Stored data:
=====

Issue #43, opened 2026-04-19
Milestone plan: long-context and advanced fine-tuning


Akane-CN:
## Goal

Raise Melix fine-tuning throughput and correctness for long-context and advanced alignment workflows without regressing the current stable LoRA product path.

## Why this milestone exists

Melix already ships LoRA and QLoRA training, experiment artifacts, evaluation, and activation flows. The next gap is not basic capability. It is training efficiency and training correctness for longer contexts, richer templates, and future alignment workflows.

## Problem statement

The current training path is stable but narrow. It needs a staged path for:

- long-context fine-tuning without unnecessary memory spikes
- response-only masking that stays correct across chat-template variants
- better throughput controls for advanced training loops
- a clean expansion path toward preference or policy-style training without overloading the current default path

## Scope

In scope:
- gradient accumulation and resume controls that fit the current LoRA workflow
- long-context chunked training primitives for SFT and QLoRA first
- template-derived assistant and completion masking instead of brittle token heuristics
- optional batched candidate scoring experiments for advanced alignment training
- alignment with the existing LoRA lifecycle issues already open in this repository

Out of scope:
- replacing the current stable training backend in one jump
- shipping every advanced trainer variant in a single milestone
- weakening current release evidence or experiment tracking requirements

## Quantitative targets

- support repository-owned long-context smoke fixtures at 4k and 8k context windows without OOM on the target Apple Silicon test matrix
- improve long-context training tokens-per-second by at least 25 percent or reduce peak memory by at least 30 percent versus the current baseline path
- keep response-only loss masking correctness at 100 percent on the supported chat-template fixture matrix
- expose gradient accumulation, resume status, and long-context mode in training manifests and operator-visible receipts

### Phase 1 — Safe operator controls
- expose gradient accumulation and resume controls through normalized training config and manifests
- thread the new fields through the CLI and worker receipts without changing the default behavior
- align the work with the existing training-resilience and export issues already on the board

### Phase 2 — Template-safe masking
- derive assistant and completion boundaries from rendered chat templates instead of hardcoded token guesses
- add cross-family fixtures that prove response-only masking remains correct

### Phase 3 — Long-context backend
- add a long-context training mode for SFT and QLoRA using chunked sequence processing and explicit cache-reset boundaries
- keep the current baseline backend as a fallback until the new path has evidence parity
- capture tokens-per-second and peak-memory evidence on the repository-owned long-context smoke set

### Phase 4 — Advanced alignment experiments
[...]

Issue #14, opened 2026-04-16
LoRA module: add training resilience and experiment management


Akane-CN:
## Summary
Implement Module 3 from the LoRA capability plan so LoRA training becomes resumable, checkpointed, and organized into reusable experiments.

Plan source:
- `docs/plans/2026-04-16-lora-capability-modules-and-commit-plan.md`

## Desired outcome
LoRA training runs can be resumed, grouped, inspected, and compared as experiments rather than isolated one-shot jobs.

## Scope
- checkpoint and resume manifest metadata
- local experiment index and grouped runs
- operator-facing resume and experiment status

## Commit slices
1. Add checkpoint and resume manifest fields
2. Productize local experiment index
3. Surface resume and experiment status in operator flows

## Key files
- `services/mlx-worker-python/worker/model_ops/lora_training_pipeline.py`
- `services/mlx-worker-python/worker/model_ops/mlx_lm_runner.py`
- `services/mlx-worker-python/worker/productization/lora_experiment_store.py`
- `services/mlx-worker-python/worker/model_ops/job_registry.py`
- `services/mlx-worker-python/tests/test_lora_experiment_store.py`
- `services/mlx-worker-python/tests/test_lora_model_ops.py`
- `services/mlx-worker-python/tests/test_maintenance_service.py`

## Verification
- targeted pytest for experiment store and LoRA model ops
- Swift tests for CLI and Window UI experiment visibility

Keith-CY:
All three commit slices are now shipped. Closing out the tracker:

- **Slice 1 — checkpoint & resume manifest fields** — landed via PR #45 (Phase 1). `TrainingMetrics` carries checkpoint/resume fields; the `melix.lora_adapter_package.v1` manifest persists them.
- **Slice 2 — local experiment index** — `worker/productization/lora_experiment_store.py` writes per-run records and a per-root index with `best_known_adapter` (by loss), `resume_ready_run_ids`, and `checkpoint_lineage`; `job_registry.py::_experiment_groups()` surfaces the index through `registry_snapshot`.
- **Slice 3 — operator surfaces** — landed in PR #55 (merged 2026-04-22, commit 37d17600). CLI `melix lora experiments list|show --group-id ID` and `melix lora resume --group-id ID [--preset|--adapter-name|--dataset-uri]` now read the index directly. The menubar Experiment Groups card adds a checkpoint-lineage disclosure plus a "Resume From Best" button that preloads `resume_manifest_path` into the training form.

[...]

PR #45, opened 2026-04-19
lora: expose gradient_accumulation and resume on the training surface (milestone #43 phase 1)

Keith-CY:
## Summary

Phase 1 of milestone #43 (long-context and advanced fine-tuning). This ships only the **safe operator controls** slice — exposing `gradient_accumulation` and resume as first-class CLI flags with observable manifest evidence.

- `LoRATrainingConfig.gradient_accumulation: int` (default 1, minimum 1), normalized from `ext` with per-preset override support.
- `mlx_lm_runner._mlx_lora_namespace` now forwards the config value to MLX-LM's `grad_accumulation_steps` (was hardcoded `1`).
- Training manifest (`melix.lora_adapter_package.v1`) surfaces `gradient_accumulation`, `effective_batch_size`, `optimizer_steps`, plus bare `batch_size` and `iters` so the derived fields are interpretable.
- `melix lora train` gains `--gradient-accumulation N`, `--resume-adapter PATH`, `--resume-from-manifest PATH`. Resume plumbing through the Python worker (`_resolve_resume_context` → MLX-LM `resume_adapter_file`) was already in place; this PR exposes it to operators.

Phases 2 (template-safe masking), 3 (long-context chunked backend), and 4 (batched candidate scoring) are out of scope.

## Plan or Spec

`docs/plans/2026-04-20-lora-gradient-accumulation-and-resume-surface.md` (included in this PR).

=====

[What is expected] Repeat exactly, and only, the lines from the line containing "it to operators." through the last line of the records above, both included.

[Reply]
- `melix lora train` gains `--gradient-accumulation N`, `--resume-adapter PATH`, `--resume-from-manifest PATH`. Resume plumbing through the Python worker (`_resolve_resume_context` → MLX-LM `resume_adapter_file`) was already in place; this PR exposes it to operators.

Phases 2 (template-safe masking), 3 (long-context chunked backend), and 4 (batched candidate scoring) are out of scope.

## Plan or Spec

`docs/plans/2026-04-20-lora-gradient-accumulation-and-resume-surface.md` (included in this PR).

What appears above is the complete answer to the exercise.